Program to find maximum weighted sum for rotated array in Python

When we have an array and need to find the maximum weighted sum after rotating it, we calculate the sum where each element is multiplied by its position (1-indexed). The weighted sum formula is:

$$\mathrm{S=\sum_{i=0}^{n-1}(i+1) \times nums[i]}$$

For example, with array [5,3,4], we need to check all possible rotations and find the maximum weighted sum.

Understanding the Problem

Let's see how weighted sum works for array L = [5,3,4]:

• Original array [5,3,4]: sum = 1×5 + 2×3 + 3×4 = 5 + 6 + 12 = 23

• Rotated array [3,4,5]: sum = 1×3 + 2×4 + 3×5 = 3 + 8 + 15 = 26 (maximum)

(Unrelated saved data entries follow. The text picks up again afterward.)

PR #46, opened 2026-04-21
Add accounts, commodities, and stats subcommands

### LINKED ISSUE #20: Add accounts, commodities, and stats subcommands
Three straightforward CLI subcommands not yet implemented:

**`accounts`** — List all account names that appear in the journal, optionally filtered by a pattern. `elaboration::Journal` already tracks accounts; this is mostly plumbing in `src/main.rs`.

**`commodities`** — List all commodity symbols seen in the journal. Iterate `journal.transactions`, collect commodity keys from each posting's `Amount` map, deduplicate.

**`stats`** — Summary statistics: number of transactions, date range (first/last transaction date), number of unique accounts, number of commodities. All computable from `elaboration::Journal` with no new data structures.

**Opinion:** All three are low-effort and high-value for ledger-cli compatibility. `stats` is especially useful for quick sanity checks on a journal file.

alevy:
Closes #20

## Summary

- **`accounts`**: lists all accounts that appear in the journal (from `journal.accounts`, a sorted `BTreeMap`), one per line. Accepts an optional case-insensitive substring `PATTERN` to filter results.
- **`commodities`**: collects all commodity symbols used across every posting's `amount` map, deduplicates and sorts them via `BTreeSet`, then prints one per line.
- **`stats`**: prints a compact summary table with transaction count, unique account count, unique commodity count, and the first/last transaction date (decoded from CE-epoch days via `chrono::NaiveDate::from_num_days_from_ce_opt`).

## Test plan

- [ ] `cargo build` passes cleanly
- [ ] `cargo test --lib` — all 33 tests pass
- [ ] `cargo clippy --bin ledger` — no new warnings introduced by this change

### DIFF
--- a/src/main.rs
+++ b/src/main.rs
@@ -1,4 +1,4 @@
-use std::{collections::BTreeMap, fs::File, io::{Read as _, Write as _}, path::PathBuf};
+use std::{collections::{BTreeMap, BTreeSet}, fs::File, io::{Read as _, Write as _}, path::PathBuf};
 
 use clap::{Parser, Subcommand};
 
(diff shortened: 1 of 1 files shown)


alevy:
Fixed a bug in the `stats` subcommand before merging: `from_num_days_from_ce_opt` interprets its argument as days since 0001-01-01 (CE epoch), but `ResolvedTransaction.date` is documented as days since 1970-01-01 (Unix epoch). The fix uses the same Unix epoch arithmetic as the `register` subcommand.

PR #51, opened 2026-04-21
Wire HIR::prices through to elaboration::Journal

### LINKED ISSUE #14: Wire HIR::prices through to elaboration::Journal
PR #9 added `HIR::prices: Vec<HistoricalPrice>` populated from `P` directives during resolution. However, `elaboration::Journal` never reads this field — historical prices are dropped during elaboration and not accessible to callers.

**Fact:** `HIR::prices` is populated but discarded. See resolution.rs (HIR struct `prices` field) and elaboration.rs (Journal struct — no `prices` field).

**To fix:** Add `prices: Vec<HistoricalPrice>` (or equivalent) to `elaboration::Journal` and populate it from `HIR::prices` during `Journal::try_from`. This will expose historical prices to callers for market-value queries.

Related: CLI issue "Add `prices` subcommand" (part of issue #16 or similar).

alevy:
## Summary

- Adds `elaboration::HistoricalPrice`, a fully evaluated price record with `date` (epoch-days `i32`), `time`, `commodity`, `price` (`Decimal`), and `price_commodity`
- Adds `Journal::prices: Vec<HistoricalPrice>` so callers can read historical price quotes from the elaborated journal
- `TryFrom<HIR> for Journal` now evaluates each `P` directive's price expression using the final context and populates the field; previously these were silently dropped

Closes #14

## Test plan

- [ ] New test `elaboration::tests::test_prices_wired_through_to_journal` constructs an `ast::Journal` with one `P` directive, runs it through `resolution::HIR::try_from` then `elaboration::Journal::try_from`, and asserts `journal.prices` contains the expected evaluated price entry
- [ ] `cargo test --lib` — all 34 tests pass

### DIFF
--- a/src/elaboration.rs
+++ b/src/elaboration.rs
@@ -46,6 +46,24 @@ pub struct Journal {
     pub transactions: Vec<ResolvedTransaction>,
     /// All accounts referenced by any posting, with their declared properties.
     pub accounts: BTreeMap<String, AccountProperties>,
+    /// Market price quotes from `P` directives, in source order, with the
+    /// price expression fully evaluated to a concrete `(Decimal, commodity)`.
+    pub prices: Vec<HistoricalPrice>,
+}
+
+/// A fully evaluated historical price entry produced from a `P` directive.
+#[derive(Debug, Serialize, Deserialize)]
+pub struct HistoricalPrice {
+    /// Days since the Unix epoch on which this price was recorded.
+    pub date: i32,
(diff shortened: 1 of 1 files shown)


alevy:
One minor note before merge: prices are evaluated using the *last* context in the file rather than the context at their source position. This means a `define` alias appearing after a `P` directive would still apply to that price's expression. Unlikely to matter in practice (price expressions are almost always literal amounts), but worth tracking.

• Rotated array [4,5,3]: sum = 1×4 + 2×5 + 3×3 = 4 + 10 + 9 = 23

Algorithm

Instead of generating all rotations, we use an efficient approach:

• Calculate initial weighted sum
• For each rotation, update the sum using a mathematical formula
• Track the maximum sum encountered

Implementation

def solve(nums):
    n = len(nums)
    sum_a = sum(nums)
    
    # Calculate initial weighted sum
    cur_val = ans = sum(nums[i] * (i + 1) for i in range(n))
    
    # Check all rotations
    for i in range(n):
        cur_val = cur_val - sum_a + nums[i] * n
        ans = max(ans, cur_val)
    
    return ans

# Test with example
nums = [5, 3, 4]
result = solve(nums)
print(f"Array: {nums}")
print(f"Maximum weighted sum: {result}")

Array: [5, 3, 4]
Maximum weighted sum: 26

How It Works

The algorithm uses a key insight: when we rotate an array left by one position, the weighted sum changes predictably. Each element's contribution decreases by the element's value, except the first element which moves to the end and gets multiplied by n.

Step-by-Step Example

def solve_with_steps(nums):
    n = len(nums)
    sum_a = sum(nums)
    
    # Initial weighted sum
    cur_val = sum(nums[i] * (i + 1) for i in range(n))
    ans = cur_val
    
    print(f"Initial array: {nums}")
    print(f"Initial weighted sum: {cur_val}")
    print()
    
    for i in range(n):
        cur_val = cur_val - sum_a + nums[i] * n
        ans = max(ans, cur_val)
        
        # Show the rotation
        rotated = nums[i+1:] + nums[:i+1]
        print(f"Rotation {i+1}: {rotated}")
        print(f"Weighted sum: {cur_val}")
        print()
    
    return ans

nums = [5, 3, 4]
result = solve_with_steps(nums)
print(f"Maximum weighted sum: {result}")

Initial array: [5, 3, 4]
Initial weighted sum: 23

Rotation 1: [3, 4, 5]
Weighted sum: 26

Rotation 2: [4, 5, 3]
Weighted sum: 23

Rotation 3: [5, 3, 4]
Weighted sum: 23

Maximum weighted sum: 26

Time Complexity

The solution runs in O(n) time complexity, making it efficient for large arrays. Space complexity is O(1) as we only use a few variables.

Conclusion

This algorithm efficiently finds the maximum weighted sum by using mathematical insight instead of generating all rotations. The key is understanding how the weighted sum changes with each rotation.